The Logic3 LCD ProDock is a simple dock that lets you plant your iPod or iPhone onto the top of it and watch any video content on your TV, or play music though your TV or a Hi-Fi system.
It is constructed from plastic and there is little to the design. It is a rounded dock, with connections on the back offering Component and Composite video connections and stereo audio. A power connection means that your iPhone will charge when docked.
The only indicator on the front of the dock is a blue LED, which will let you know the status. Connection is as easy as plugging in the cables and docking your Apple device.
The likelihood is that your iPod or iPhone is full of videos appropriate for playback on the small screen, so the Composite video connection will handle the resolution of those videos. This will of course change with the arrival of iPhone 4 which will support 720p video, which technically would need the Component cable to carry the video at full resolution. We've asked Logic3 if it will handle HD content from the iPhone 4 and they are going to put it on trial once the new handset launches.
The choice of connections also means it is easy enough to connect to a screen and amp to get a better result for your music.
So far so simple, but the LCD in the title indicates there is something else going on. The LCD refers to the remote control. The problem with all docks is how you control them. The LCD remote has a simple display that offers up a menu, so you can leaf through different types of content - movies, TV shows, music, photos.
The remote is an RF remote, so you don't need line of sight to use it. This means that if you have a fancy home cinema set-up and you don't want the LCD ProDock in plain sight, you can hide it in a cupboard or whatever. It also means you can control the ProDock from another room - the range isn’t fantastic, we managed to control it from a neighbouring room and we can't really see you'd need much more than that.
The remote is a little small but the controls are easy enough. During a long programme it will tend to go into standby at which point the blue LED on the front of the dock will start flashing. The buttons offer playback, volume, menu and select with up and down to scroll through the text on the display. It solves that problem of never knowing what your iPod/iPhone is going to do and so it is a smart solution.
Video playback works well enough, playing through onto your TV. We hooked it up to a 40-inch Samsung TV when, naturally, the video looked a little soft because of the lack of resolution in the source material. However, it does mean that you can simply and easily play video with minimal fuss, which is the point here.
It doesn't just work with the default video app either. We tried running AirVideo, TVCatchUp and YouTube and found that although the remote didn't work, you still get the video output on your TV. Bear in mind, however, that the relatively poor quality of the latter two services mean that once it is on your TV it looks shocking.
Music works in a similar way to video, letting you browse your music on the remote, by album, artist, genre etc. You can also set shuffle and the great thing for music is that you can change the volume using the LCD remote, without having to use the TV remote, which is a nice touch and convenient for when you're carrying the remote in your pocket when entertaining.
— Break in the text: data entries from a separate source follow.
PR #26585, opened 2026-02-27
ci: skip bundle-size comparison until token is rotated (AB#56981)

frankmueller-msft:
## Summary

Disables the bundle-size comparison step (`bundle-analysis:run`) with `condition: false` until the `githubPublicRepoSecret` token is rotated in `prague-key-vault` ([AB#56981](https://dev.azure.com/fluidframework/235294da-091d-4c29-84fc-cdfc3d90890b/_workitems/edit/56981)).

The step was failing with 401/forbidden on every PR build, and `continueOnError: true` was masking it as `partiallySucceeded` — hiding real failures behind the same yellow status.

### What changed

- Set `condition: false` so the step is visibly skipped, not silently swallowed
- Added `(DISABLED)` to the display name
- Added `TODO([AB#56981](https://dev.azure.com/fluidframework/235294da-091d-4c29-84fc-cdfc3d90890b/_workitems/edit/56981))` comment for re-enabling
- Preserved the original condition as a comment for easy restoration
- Kept `continueOnError: true` as a safety net for when the step is re-enabled

### Re-enabling

When the token is rotated, restore the original condition and remove `(DISABLED)` from the display name:
```yaml
# condition: false
condition: and(succeeded(), eq(variables['Build.Reason'], 'PullRequest'))
```

## Test plan

- [x] YAML is valid
- [x] PR builds should show the step as skipped (not partially succeeded)
- [x] No functional changes to any other pipeline steps

### DIFF
--- a/tools/pipelines/templates/build-npm-client-package.yml
+++ b/tools/pipelines/templates/build-npm-client-package.yml
@@ -437,11 +437,11 @@ extends:
                           echo "Bundle size comparison completed successfully."
                         else
                           exit_code=$?
-                          if grep -qi "Bad credentials\|401\|authentication\|DANGER_GITHUB_API_TOKEN" /tmp/bundle-analysis.log; then
-                            echo "##[warning]Bundle size comparison failed due to GitHub authentication (exit code $exit_code). The GitHub token (githubPublicRepoSecret) may need to be rotated."
-                            echo "##[warning]Skipping bundle size comparison — this does not affect build correctness."
+                          if grep -q "Bad credentials" /tmp/bundle-analysis.log; then
+                            echo "##[warning]Bundle size comparison skipped — GitHub token (githubPublicRepoSecret) returned 'Bad credentials'. Token may need rotation."
                           else
-                            echo "##[warning]Bundle size comparison failed (exit code $exit_code). See log above for details."
+                            echo "##[error]Bundle size comparison failed (exit code $exit_code). See log above."
+                            exit 1
                           fi
                         fi
 
--- a/tools/pipelines/templates/build-npm-client-package.yml
+++ b/tools/pipelines/templates/build-npm-client-package.yml
@@ -437,8 +437,8 @@ extends:
                           echo "Bundle size comparison completed successfully."
                         else
                           exit_code=$?
-                          if grep -q "Bad credentials" /tmp/bundle-analysis.log; then
-                            echo "##[warning]Bundle size comparison skipped — GitHub token (githubPublicRepoSecret) returned 'Bad credentials'. Token may need rotation."
+                          if grep -qE "Bad credentials|forbids access via a personal access token" /tmp/bundle-analysis.log; then
+                            echo "##[warning]Bundle size comparison skipped — GitHub token (githubPublicRepoSecret) was rejected. Token may need rotation or its lifetime may exceed enterprise policy limits."
                           else
                             echo "##[error]Bundle size comparison failed (exit code $exit_code). See log above."
                             exit 1
--- a/tools/pipelines/templates/build-npm-client-package.yml
+++ b/tools/pipelines/templates/build-npm-client-package.yml
@@ -421,18 +421,29 @@ extends:
                   # At this point we want to publish the artifact with the bundle size analysis,
                   # but as part of 1ES migration that's now part of templateContext.outputs below.
 
-                  - task: Npm@1
+                  - task: Bash@3
                     displayName: (PR only) Compare bundle sizes against baseline
                     condition: and(succeeded(), eq(variables['Build.Reason'], 'PullRequest'))
-                    continueOnError: true
                     env:
                       ADO_API_TOKEN: $(System.AccessToken)
                       DANGER_GITHUB_API_TOKEN: $(githubPublicRepoSecret)
                       TARGET_BRANCH_NAME: '$(targetBranchName)'
                     inputs:
-                      command: custom
-                      workingDir: '$(Pipeline.Workspace)/${{ parameters.buildDirectory }}'
-                      customCommand: 'run bundle-analysis:run'
+                      targetType: inline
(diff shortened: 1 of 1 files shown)


tools/pipelines/templates/build-npm-client-package.yml
```diff
@@ -421,18 +421,29 @@ extends:
...
                       DANGER_GITHUB_API_TOKEN: $(githubPublicRepoSecret)
                       TARGET_BRANCH_NAME: '$(targetBranchName)'
                     inputs:
-                      command: custom
-                      workingDir: '$(Pipeline.Workspace)/${{ parameters.buildDirectory }}'
-                      customCommand: 'run bundle-analysis:run'
+                      targetType: inline
+                      workingDirectory: '$(Pipeline.Workspace)/${{ parameters.buildDirectory }}'
+                      script: |
+                        set -uo pipefail
```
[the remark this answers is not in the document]
frankmueller-msft: Good catch — both concerns here were addressed in the follow-up commit ("Only swallow auth failures; let other failures propagate"):

1. **`set -e` not needed**: The script uses explicit `if/else/exit` flow control. The `if npm run ... | tee ...; then` block captures the exit code directly, and the `else` branch either warns (auth failure) or `exit 1` (all other failures). `set -uo pipefail` ensures the pipeline and undefined variables are handled correctly.

2. **Exit code capture**: The `if` statement captures success/failure directly. On failure, `$?` is captured into `exit_code` for the error message, and non-auth failures now correctly `exit 1` instead of being silently swallowed.

tools/pipelines/templates/build-npm-client-package.yml
```diff
@@ -421,18 +421,29 @@ extends:
...
+                        if npm run bundle-analysis:run 2>&1 | tee /tmp/bundle-analysis.log; then
+                          echo "Bundle size comparison completed successfully."
+                        else
+                          exit_code=$?
+                          if grep -qi "Bad credentials\|401\|authentication\|DANGER_GITHUB_API_TOKEN" /tmp/bundle-analysis.log; then
```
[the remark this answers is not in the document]
frankmueller-msft: Agreed — this was addressed in the second commit. The grep pattern was narrowed from the broad `"Bad credentials\|401\|authentication\|DANGER_GITHUB_API_TOKEN"` to just `"Bad credentials"`, which is the specific error string GitHub returns for expired/invalid PATs. Non-auth failures now correctly propagate via `exit 1`.

ChumpChief:
I generally don't like hiding a failed step behind a green check, as it gives a false sense of security that things are working correctly.  If the goal is to get to a green check in the rollup, maybe consider just skipping the step for now until we can investigate AB#56981 - this should then roll up to a green check for the job but make it more obvious at a glance that this step is not passing.

frankmueller-msft:
Good call — updated to just skip the step entirely with `condition: false`. The step now shows as visibly skipped in the pipeline instead of masking behind a green check. Restoring it is a one-line change once the token is rotated.

alexvy86:
> Good call — updated to just skip the step entirely with `condition: false`. The step now shows as visibly skipped in the pipeline instead of masking behind a green check. Restoring it is a one-line change once the token is rotated.

Seems like the change wasn't pushed.

frankmueller-msft:
Sorry about that — the commit was pushed to the wrong remote. It's there now. Ready for your review.

tools/pipelines/templates/build-npm-client-package.yml
```diff
@@ -421,10 +421,11 @@ extends:
...
                   # but as part of 1ES migration that's now part of templateContext.outputs below.
 
+                  # TODO(AB#56981): Re-enable once githubPublicRepoSecret is rotated in prague-key-vault.
+                  # Disabled because the token is expired/rejected.
                   - task: Npm@1
-                    displayName: (PR only) Compare bundle sizes against baseline
-                    condition: and(succeeded(), eq(variables['Build.Reason'], 'PullRequest'))
-                    continueOnError: true
+                    displayName: (PR only) Compare bundle sizes against baseline (DISABLED)
+                    condition: false
```
alexvy86, line 429: Can we leave the previous condition here as a comment so the change is easier to undo once things are fixed? Instead of having to find the PR. Also, I think we should keep the `continueOnError: true`.

alexvy86, line 429: Can we leave the previous condition here as a comment so the change is easier to undo once things are fixed? Instead of having to find the PR. Also, I think we should keep the `continueOnError: true`.

frankmueller-msft: Done — added the original condition as a comment and restored `continueOnError: true`.

frankmueller-msft: (Duplicate — addressed above.)

tools/pipelines/templates/build-npm-client-package.yml
```diff
@@ -421,9 +421,12 @@ extends:
...
                   # but as part of 1ES migration that's now part of templateContext.outputs below.
 
+                  # TODO(AB#56981): Re-enable once githubPublicRepoSecret is rotated in prague-key-vault.
+                  # Disabled because the token is expired/rejected.
+                  # Original condition: and(succeeded(), eq(variables['Build.Reason'], 'PullRequest'))
                   - task: Npm@1
-                    displayName: (PR only) Compare bundle sizes against baseline
-                    condition: and(succeeded(), eq(variables['Build.Reason'], 'PullRequest'))
+                    displayName: (PR only) Compare bundle sizes against baseline (DISABLED)
+                    condition: false
```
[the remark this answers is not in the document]
frankmueller-msft: PR description has been updated with accurate re-enabling instructions — includes restoring the original condition and removing `(DISABLED)` from the display name.

alexvy86 (approved):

Photos don't work in quite the same way. When you select photos on the remote, you'll be instructed to open the photo app and start the slideshow yourself - but at least you can easily get your photos on the big screen, so it isn't too much of a hardship. However, you can't run a slideshow and play music at the same time.
There is little to complain about with the Logic3 LCD ProDock. The use of Composite and Component connections means it will fit just about any television, but the question about HD content will mean those looking to upgrade to iPhone 4 might want to wait before diving in.
A simple and tidy solution, we like the RF remote and the fact that you can easily see what you are doing. The remote is small and won't wow with the quality of the build, but it gets the job done well enough.
The price might look a little high, as you can get an Apple video cable for half the price and there are various other solutions out there, but the LCD remote is a real benefit.
At £79 it might sound a little expensive for the simple task that it does, but we found it to be a useful accessory around the house, with the option of bringing video content to pretty much any television you might have.